Huang, H. F., Braithwaite, V., Tsutomi, H., Hosoi, Y., & Braithwaite, J. (2012). Social capital, rehabilitation, tradition: Support for restorative justice in Japan and Australia. Asian Journal of Criminology, 7(4), 295-308.
Abstract
‘This paper investigates the attitudes and beliefs that the public hold about criminal behaviour in Japanese and Australian society, with a view to uncovering sources of resistance to, and support for, restorative justice. The study draws on a survey of 1,544 respondents from Japan and 1,967 respondents from Australia. In both societies, restorative justice met with greater acceptance among those who were (1) strong in social capital, (2) believed in offender reintegration and rehabilitation, (3) saw benefits for victims in forgiveness, and (4) were advocates for victims’ voices being heard and amends made. The alternative ‘just deserts’ and deterrence models for dealing with crime were grounded in attitudes of punitiveness and fear of moral decay, and reservations about the value of reintegrating and rehabilitating offenders. Like restorative justice supporters, ‘just deserts’ and deterrence supporters expressed concern that victims’ voices be heard and amends made. Winning public support for competing institutional arrangements may depend on who does best in meeting expectations for meeting the needs of victims.’
Commentary
The development of restorative justice in Japan presents numerous interesting aspects. Among these are some cultural motives such as the belief in offender rehabilitation and shaming. This valuable article explores some of these aspects, in depth.

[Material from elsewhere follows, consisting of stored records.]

PR #1315, opened 2019-07-16
Updating to Django 2.1.x and Wagtail 2.5.x.

### LINKED ISSUE #1184: Update to Django 2.1.x and Wagtail 2.5.x
Django 2.2.0 is the latest release but all the packages we use does not yet support it so we first go to Django 2.1.x.

frjo:
Fixes #1184

### DIFF
--- a/opentech/apply/funds/admin_views.py
+++ b/opentech/apply/funds/admin_views.py
@@ -3,7 +3,7 @@ from django.shortcuts import redirect
 from django.utils.translation import ugettext as _
 
 from wagtail.admin import messages
-from wagtail.admin.forms import CopyForm
+from wagtail.admin.forms.pages import CopyForm
 from wagtail.admin.views.pages import get_valid_next_url_from_request
 from wagtail.core import hooks
 from wagtail.core.models import Page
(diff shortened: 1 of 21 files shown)


frjo:
@Parbhat I have managed to get the site working more or less but the tests generates a number of errors that I could use some help with. You find them in the CI reports above.

* TypeError: render() got an unexpected keyword argument 'renderer'
* TypeError: unhashable type: 'AssignedReviewers'
* AttributeError: 'str' object has no attribute 'step'

frjo:
@Parbhat Excellent work! Going 2.0 > 2.1 > 2.2 is a good idea.

frjo:
@Parbhat  The group names has disappeared from the wagtail user edit form. Reverting to Django 2.0.13 fixes the problem so. Wagtail version does not affect it.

Yoshida, T. (2012). Confession, apology, repentance and settlement out-of-court in the Japanese criminal justice system–is Japan a model of ‘restorative justice’?. In Restorative Justice in Context (pp. 201-224). Willan.
Abstract
‘Apart from bodily injury or manslaughter caused by negligence in traffic offences, the Japanese police registered 2,033,546 Criminal Code offences in 1998. The ratio of frequency, that is, the number of criminal cases registered by the police per 100,000 residents amounts to 1,608. Japan’s crime rate decreased from 1948 to 1978 almost continuously (1948: 2,000; 1973: 1,091), but since then it has gradually increased (1974: 1,095; 1997: 1,506). Still, Japan shows lower figures when compared to Western industrialized states (Research and Training Institute of the Ministry of Justice 1999).2 Japan’s crime rate, being the lowest of all advanced nations, may astonish Western observers. Some criminologists in foreign countries, such as Haley (1989, 1991, 1999) from the United States and Braithwaite (1989) from Australia have looked for the causes of the low Japanese crime rate. They say that it results mainly from the underlying assumption of ‘restorative justice’ that has traditionally been practised in Japanese criminal justice. Haley states that ‘victim-offender mediation’ ‘is an essential feature of Japan’s success and should be expanded in the United States and other criminal justice systems along with other elements of the restorative model, while ‘there are no victim-offender mediation programs in Japan. No mediator training agencies exist. There are no statistics or studies. Mediation is a normal aspect of daily life.’ So the practice and theory of Japanese criminal justice deserves a closer look.‘
Commentary
Another critical study unpacking and challenging the supposed culturally-rooted ‘restorativeness’ of Japan’s criminal justice
Wong, D. S. W., & Mok, L. W. Y. (2010). Restorative justice and practices in China. British Journal of Community Justice, 8(3).
Abstract
‘Restorative justice is developing robustly within the criminal justice system particularly in the field of juvenile justice. With the efforts devoted to policy development and intervention practices, activities at government and community levels suggest that restorative justice is emerging as an increasingly important element in mainstream criminal justice. Though restorative justice initiatives are one of the new initiatives for dealing with offending in many western countries, there has been relatively little experience of actual use of restorative practices in controlling juvenile offending and criminal justice intervention in China. In this paper, we first describe key themes of restorative justice and practices. We then highlight how restorative justice and practices been operated in the present juvenile justice in China. Finally, we discuss the way ahead for the development of restorative justice.’
Commentary
A ground-breaking study of the development, cultural underpinnings and operational aspects of restorative justice in China
Yuan, X. (2017). Restorative justice in China: Comparing theory and practice. Springer.
Excerpt
‘The field of restorative justice (RJ) is bustling today, full of legal philosophers, spiritual leaders, project managers, empirical researchers, mediators and facilitators, and others. Eglash (1977) has often been credited with coining the term, but RJ did not achieve wide acceptance until the 1990s. Zehr (1990), a key figure in this movement, called for a lens change, setting its tone as a different paradigm from retributive justice. There are unsettled debates over the relationship between restoration and retribution and between process-oriented conceptions and outcomefocused conceptions. In this context, another study of RJ is likely to make this chaotic world more turbulent rather than to restore order and soberness. Yet restorative justice is a buzzword that is not easy to avoid’…
Commentary
Perhaps the most comprehensive work on restorative justice in China. The book considers both cultural and practical aspects characterising restorative justice in context, providing precious and stimulating insights.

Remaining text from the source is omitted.